Soldiers in the English Civil War

Soldiers in the English Civil War

When the English Civil War started in 1642, any notion that soldiers on either side would or should be professional would have been rejected out of hand. However, by the time the war ended, the idea of a well-trained army that nodded towards professionalism and led by able officers had taken root. The historian Martyn Bennett has stated that the soldiers in the New Model Army were the precursors of modern professional soldiers.

 

When the war started it was accepted that any local force would be commanded by a local member of the gentry. The funding of these forces was entirely local – those who owned land or larger estates but who could not fight were expected to make a sizeable contribution to the upkeep of these forces. However this financing was haphazard at best and frequently fell short of what was required. Soldiers on either side had to pay for their equipment and usually their uniform. Those who commanded these soldiers chose their ‘colours’, which was usually a sash worn around the body – all in one unit would wear the same colour. However, certain colour dyes were cheaper than others and were frequently used by both sides at the same time. For example, red was a reasonably cheap dye and could be worn at the same time in battle by both sides. Only one unit – Lord Brooke’s foot was distinctive as an individual unit as it wore purple. The creation of the New Model Army changed this approach as they all wore Venice red uniforms.

 

During the heat of battle it would have been very difficult to know who was on your side or not. Colours could be obscured during close quarter fighting. Even if two different coloured sashes were used, the bulk of a ‘uniform’ would have been very similar for someone who had to make a split-second decision involving their life.

 

The most common type of soldier was in the foot regiments. Each regiment contained musketeers and pikemen. In theory, each regiment contained 1,300 men and was divided into ten companies. Each company was meant to have two muskets for every pike. However, during the civil war desertion was an issue and these would have been the ideal figures but many regiments failed to reach their expected numbers.
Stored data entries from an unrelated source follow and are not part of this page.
PR #742, opened 2018-08-29
Support configuring MySQL connections.

gorzell:
Add some more configuration options for MySQL connections.  The defaults are inline with what is currently happen and therefore shouldn't cause a behavior change for existing users.


jvemugunta:
Hi @gorzell 

Did you look at the class MySQLWorkflowModule I have made changes few weeks back?
It addresses all of the properties you mentioned. I like your idea of separating MYSQL Configuration from code. However, Consider having  setMaximumPoolSize and setMinimumIdle settings. These are very critical for High Volume applications. 

How can I test your code? what branch/repo I should pull from?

Also muskets were a lot more expensive than pikes so many men made do with a pike as a regiment’s finances would not stretch to the required number of muskets.

 

Soldiers wore a jerkin of buffalo hide – known as a buff coat – over their clothing. This would have given some protection against a glancing blow from a sword but not a lot else. Pikemen were also issued with a set of armour, which consisted of a corselet (a back and breast plate) and tassets (thigh guards). Their pike was about eighteen feet long and made of a hard wood. The final four feet of the pike was protected by metal bracings. Pikes were heavy and unwieldy and it required a strong man to use one correctly.

 

Musketeers did not wear armour. The most common weapon used by a musketeer was a matchlock. A good and well-trained musketeer could fire three rounds a minute. However, he would be rendered useless if his gunpowder had become damp. He was also issued with a sword for close quarter combat. 

 

In theory horse regiments consisted of 600 men. This was further divided into six troops of 100 men. However, the sheer cost of maintaining a horse regiment invariably meant that regiments were frequently no greater than 100 men. Those who did have a horse were armed with a heavy sword and possibly two pistols and were issued with a back and breastplates and a buff coat. Prince Rupert is credited with changing the way horse regiments fought in battle. He developed the tactic of changing at the gallop into the enemy’s front rank in an effort to create shock and confusion. However, a well-drilled rank of pikemen had a good defence against this – holding their pike at 30 degrees with the base of the pike planted firmly against the instep. If a front rank held firm, it presented a horse attack with a formidable obstacle. Rupert had to refine his charge and took to attacking the flanks of the enemy where this tactic could not be used against his horse.

 

Dragoons were a mixture of horse and foot soldiers. They rode to where they were required to fight (usually against the flanks of the enemy) but dismounted and attacked on foot.

 

Artillery was used in the English Civil War. Smaller guns were manoeuvrable enough to follow an advancing army while heavier guns were used in siege warfare and were too heavy and cumbersome to move around. However, the artillery that was used in battles was dispersed and not used in mass batteries and their impact in battles was likely to have been minimal.